> Work request:
Type out all the data below, word for word.

> Provided data:
==================================================

PR #20955, opened 2025-12-12
Correct slugs in Dragon Spit Choice Set to include Ignition

### LINKED ISSUE #20951: Dragon Spit Selections Missing
As title says, the "Dragon Spit" Ancestry Feat is missing an option. Specifically Ignition (previously named produce flame prior to remaster).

==================================================

> Your solution:
PR #20955, opened 2025-12-12
Correct slugs in Dragon Spit Choice Set to include Ignition

### LINKED ISSUE #20951: Dragon Spit Selections Missing
As title says, the "Dragon Spit" Ancestry Feat is missing an option. Specifically Ignition (previously named produce flame prior to remaster).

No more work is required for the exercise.